(Saved data entries)

==================================================

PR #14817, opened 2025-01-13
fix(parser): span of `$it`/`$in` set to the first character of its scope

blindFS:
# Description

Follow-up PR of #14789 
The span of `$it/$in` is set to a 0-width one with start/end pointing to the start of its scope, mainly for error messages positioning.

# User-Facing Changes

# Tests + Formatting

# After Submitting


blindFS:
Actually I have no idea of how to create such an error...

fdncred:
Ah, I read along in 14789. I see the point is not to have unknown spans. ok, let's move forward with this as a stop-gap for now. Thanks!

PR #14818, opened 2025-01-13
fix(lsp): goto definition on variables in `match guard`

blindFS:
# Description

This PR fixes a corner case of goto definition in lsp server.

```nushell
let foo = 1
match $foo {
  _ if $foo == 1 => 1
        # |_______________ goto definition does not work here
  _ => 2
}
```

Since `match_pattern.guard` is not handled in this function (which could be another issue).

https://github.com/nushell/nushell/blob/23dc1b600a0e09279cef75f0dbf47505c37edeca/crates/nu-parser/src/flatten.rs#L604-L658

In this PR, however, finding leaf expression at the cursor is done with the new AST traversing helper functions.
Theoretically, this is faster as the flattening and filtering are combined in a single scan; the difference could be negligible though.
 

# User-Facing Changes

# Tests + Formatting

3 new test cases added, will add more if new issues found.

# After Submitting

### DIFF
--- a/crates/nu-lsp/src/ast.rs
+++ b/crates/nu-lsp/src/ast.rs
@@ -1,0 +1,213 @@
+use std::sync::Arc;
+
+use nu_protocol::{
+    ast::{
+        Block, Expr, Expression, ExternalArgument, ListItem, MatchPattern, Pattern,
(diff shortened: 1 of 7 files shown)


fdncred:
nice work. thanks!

==================================================

EXERCISE. From the first line to the last, output the records word for word.

EXPECTED ANSWER.
PR #14817, opened 2025-01-13
fix(parser): span of `$it`/`$in` set to the first character of its scope

blindFS:
# Description

Follow-up PR of #14789 
The span of `$it/$in` is set to a 0-width one with start/end pointing to the start of its scope, mainly for error messages positioning.

# User-Facing Changes

# Tests + Formatting

# After Submitting


blindFS:
Actually I have no idea of how to create such an error...

fdncred:
Ah, I read along in 14789. I see the point is not to have unknown spans. ok, let's move forward with this as a stop-gap for now. Thanks!

PR #14818, opened 2025-01-13
fix(lsp): goto definition on variables in `match guard`

blindFS:
# Description

This PR fixes a corner case of goto definition in lsp server.

```nushell
let foo = 1
match $foo {
  _ if $foo == 1 => 1
        # |_______________ goto definition does not work here
  _ => 2
}
```

Since `match_pattern.guard` is not handled in this function (which could be another issue).

https://github.com/nushell/nushell/blob/23dc1b600a0e09279cef75f0dbf47505c37edeca/crates/nu-parser/src/flatten.rs#L604-L658

In this PR, however, finding leaf expression at the cursor is done with the new AST traversing helper functions.
Theoretically, this is faster as the flattening and filtering are combined in a single scan; the difference could be negligible though.
 

# User-Facing Changes

# Tests + Formatting

3 new test cases added, will add more if new issues found.

# After Submitting

### DIFF
--- a/crates/nu-lsp/src/ast.rs
+++ b/crates/nu-lsp/src/ast.rs
@@ -1,0 +1,213 @@
+use std::sync::Arc;
+
+use nu_protocol::{
+    ast::{
+        Block, Expr, Expression, ExternalArgument, ListItem, MatchPattern, Pattern,
(diff shortened: 1 of 7 files shown)


fdncred:
nice work. thanks!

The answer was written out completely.